→ Work item
Below are the entries to retype; reproduce each one exactly.

→ Material for the task
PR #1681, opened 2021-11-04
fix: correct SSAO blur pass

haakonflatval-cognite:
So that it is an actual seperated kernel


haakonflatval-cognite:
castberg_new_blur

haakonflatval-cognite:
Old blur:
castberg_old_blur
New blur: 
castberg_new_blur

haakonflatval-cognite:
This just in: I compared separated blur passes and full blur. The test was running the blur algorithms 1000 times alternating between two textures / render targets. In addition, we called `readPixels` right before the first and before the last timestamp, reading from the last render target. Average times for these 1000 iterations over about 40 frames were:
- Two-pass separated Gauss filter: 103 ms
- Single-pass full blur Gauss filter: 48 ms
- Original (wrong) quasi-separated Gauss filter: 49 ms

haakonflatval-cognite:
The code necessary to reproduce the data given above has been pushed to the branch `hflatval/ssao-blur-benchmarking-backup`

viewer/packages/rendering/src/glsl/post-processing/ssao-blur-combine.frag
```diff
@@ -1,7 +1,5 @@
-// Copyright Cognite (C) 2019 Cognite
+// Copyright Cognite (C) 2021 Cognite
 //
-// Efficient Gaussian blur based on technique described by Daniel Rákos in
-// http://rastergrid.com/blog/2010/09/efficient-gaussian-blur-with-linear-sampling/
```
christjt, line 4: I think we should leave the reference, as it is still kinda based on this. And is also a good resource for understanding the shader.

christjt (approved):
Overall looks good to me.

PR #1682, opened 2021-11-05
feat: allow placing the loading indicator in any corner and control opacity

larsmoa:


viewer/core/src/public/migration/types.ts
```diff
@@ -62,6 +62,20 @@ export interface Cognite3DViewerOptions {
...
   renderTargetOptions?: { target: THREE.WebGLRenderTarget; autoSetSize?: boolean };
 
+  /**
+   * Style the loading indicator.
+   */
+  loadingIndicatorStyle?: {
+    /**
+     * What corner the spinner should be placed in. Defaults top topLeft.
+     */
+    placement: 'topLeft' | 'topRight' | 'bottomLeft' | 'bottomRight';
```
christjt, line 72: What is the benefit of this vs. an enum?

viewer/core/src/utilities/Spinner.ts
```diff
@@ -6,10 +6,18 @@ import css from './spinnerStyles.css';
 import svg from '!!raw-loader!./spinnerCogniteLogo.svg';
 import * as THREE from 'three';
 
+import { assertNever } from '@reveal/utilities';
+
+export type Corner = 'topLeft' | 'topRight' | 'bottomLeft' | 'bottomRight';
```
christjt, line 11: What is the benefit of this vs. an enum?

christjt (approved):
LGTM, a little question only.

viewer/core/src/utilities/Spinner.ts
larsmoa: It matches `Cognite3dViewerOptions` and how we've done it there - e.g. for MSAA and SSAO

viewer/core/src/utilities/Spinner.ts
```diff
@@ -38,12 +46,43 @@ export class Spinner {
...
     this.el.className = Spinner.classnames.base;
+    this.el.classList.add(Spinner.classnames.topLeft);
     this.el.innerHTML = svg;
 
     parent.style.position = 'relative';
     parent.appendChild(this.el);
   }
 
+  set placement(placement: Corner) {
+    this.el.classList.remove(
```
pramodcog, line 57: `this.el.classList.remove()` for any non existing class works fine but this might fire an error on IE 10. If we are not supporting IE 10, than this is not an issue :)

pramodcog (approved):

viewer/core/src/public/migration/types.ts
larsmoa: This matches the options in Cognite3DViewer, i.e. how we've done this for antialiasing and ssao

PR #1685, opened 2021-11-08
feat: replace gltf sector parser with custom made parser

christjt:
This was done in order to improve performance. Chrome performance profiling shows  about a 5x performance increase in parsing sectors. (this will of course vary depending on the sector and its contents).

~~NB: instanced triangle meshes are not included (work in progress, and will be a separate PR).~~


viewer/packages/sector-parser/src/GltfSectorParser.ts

→ Exercise response
PR #1681, opened 2021-11-04
fix: correct SSAO blur pass

haakonflatval-cognite:
So that it is an actual seperated kernel


haakonflatval-cognite:
castberg_new_blur

haakonflatval-cognite:
Old blur:
castberg_old_blur
New blur: 
castberg_new_blur

haakonflatval-cognite:
This just in: I compared separated blur passes and full blur. The test was running the blur algorithms 1000 times alternating between two textures / render targets. In addition, we called `readPixels` right before the first and before the last timestamp, reading from the last render target. Average times for these 1000 iterations over about 40 frames were:
- Two-pass separated Gauss filter: 103 ms
- Single-pass full blur Gauss filter: 48 ms
- Original (wrong) quasi-separated Gauss filter: 49 ms

haakonflatval-cognite:
The code necessary to reproduce the data given above has been pushed to the branch `hflatval/ssao-blur-benchmarking-backup`

viewer/packages/rendering/src/glsl/post-processing/ssao-blur-combine.frag
```diff
@@ -1,7 +1,5 @@
-// Copyright Cognite (C) 2019 Cognite
+// Copyright Cognite (C) 2021 Cognite
 //
-// Efficient Gaussian blur based on technique described by Daniel Rákos in
-// http://rastergrid.com/blog/2010/09/efficient-gaussian-blur-with-linear-sampling/
```
christjt, line 4: I think we should leave the reference, as it is still kinda based on this. And is also a good resource for understanding the shader.

christjt (approved):
Overall looks good to me.

PR #1682, opened 2021-11-05
feat: allow placing the loading indicator in any corner and control opacity

larsmoa:


viewer/core/src/public/migration/types.ts
```diff
@@ -62,6 +62,20 @@ export interface Cognite3DViewerOptions {
...
   renderTargetOptions?: { target: THREE.WebGLRenderTarget; autoSetSize?: boolean };
 
+  /**
+   * Style the loading indicator.
+   */
+  loadingIndicatorStyle?: {
+    /**
+     * What corner the spinner should be placed in. Defaults top topLeft.
+     */
+    placement: 'topLeft' | 'topRight' | 'bottomLeft' | 'bottomRight';
```
christjt, line 72: What is the benefit of this vs. an enum?

viewer/core/src/utilities/Spinner.ts
```diff
@@ -6,10 +6,18 @@ import css from './spinnerStyles.css';
 import svg from '!!raw-loader!./spinnerCogniteLogo.svg';
 import * as THREE from 'three';
 
+import { assertNever } from '@reveal/utilities';
+
+export type Corner = 'topLeft' | 'topRight' | 'bottomLeft' | 'bottomRight';
```
christjt, line 11: What is the benefit of this vs. an enum?

christjt (approved):
LGTM, a little question only.

viewer/core/src/utilities/Spinner.ts
larsmoa: It matches `Cognite3dViewerOptions` and how we've done it there - e.g. for MSAA and SSAO

viewer/core/src/utilities/Spinner.ts
```diff
@@ -38,12 +46,43 @@ export class Spinner {
...
     this.el.className = Spinner.classnames.base;
+    this.el.classList.add(Spinner.classnames.topLeft);
     this.el.innerHTML = svg;
 
     parent.style.position = 'relative';
     parent.appendChild(this.el);
   }
 
+  set placement(placement: Corner) {
+    this.el.classList.remove(
```
pramodcog, line 57: `this.el.classList.remove()` for any non existing class works fine but this might fire an error on IE 10. If we are not supporting IE 10, than this is not an issue :)

pramodcog (approved):

viewer/core/src/public/migration/types.ts
larsmoa: This matches the options in Cognite3DViewer, i.e. how we've done this for antialiasing and ssao

PR #1685, opened 2021-11-08
feat: replace gltf sector parser with custom made parser

christjt:
This was done in order to improve performance. Chrome performance profiling shows  about a 5x performance increase in parsing sectors. (this will of course vary depending on the sector and its contents).

~~NB: instanced triangle meshes are not included (work in progress, and will be a separate PR).~~


viewer/packages/sector-parser/src/GltfSectorParser.ts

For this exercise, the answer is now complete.